* **EXERCISE DETAILS**
From the records below, print exactly the lines starting at the one containing "2. If the use" and ending at the one containing "3. Skip the", ends included, and nothing else.

DATA PROVIDED section start

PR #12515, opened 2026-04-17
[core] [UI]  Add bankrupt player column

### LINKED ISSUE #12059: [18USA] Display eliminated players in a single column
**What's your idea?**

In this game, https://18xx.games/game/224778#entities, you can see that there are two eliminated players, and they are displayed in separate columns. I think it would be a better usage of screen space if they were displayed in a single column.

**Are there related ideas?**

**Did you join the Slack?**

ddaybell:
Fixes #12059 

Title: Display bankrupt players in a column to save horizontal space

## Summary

DATA PROVIDED section end
DATA PROVIDED section start

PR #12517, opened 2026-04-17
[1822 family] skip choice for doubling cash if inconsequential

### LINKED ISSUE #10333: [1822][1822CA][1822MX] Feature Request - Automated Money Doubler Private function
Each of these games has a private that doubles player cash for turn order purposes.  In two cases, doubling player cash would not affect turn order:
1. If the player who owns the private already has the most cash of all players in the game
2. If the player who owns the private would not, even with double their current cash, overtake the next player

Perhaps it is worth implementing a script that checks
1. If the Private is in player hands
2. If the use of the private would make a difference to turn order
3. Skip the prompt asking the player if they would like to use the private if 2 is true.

DATA PROVIDED section end

* **ANSWER TO THIS PROBLEM**
2. If the use of the private would make a difference to turn order
3. Skip the prompt asking the player if they would like to use the private if 2 is true.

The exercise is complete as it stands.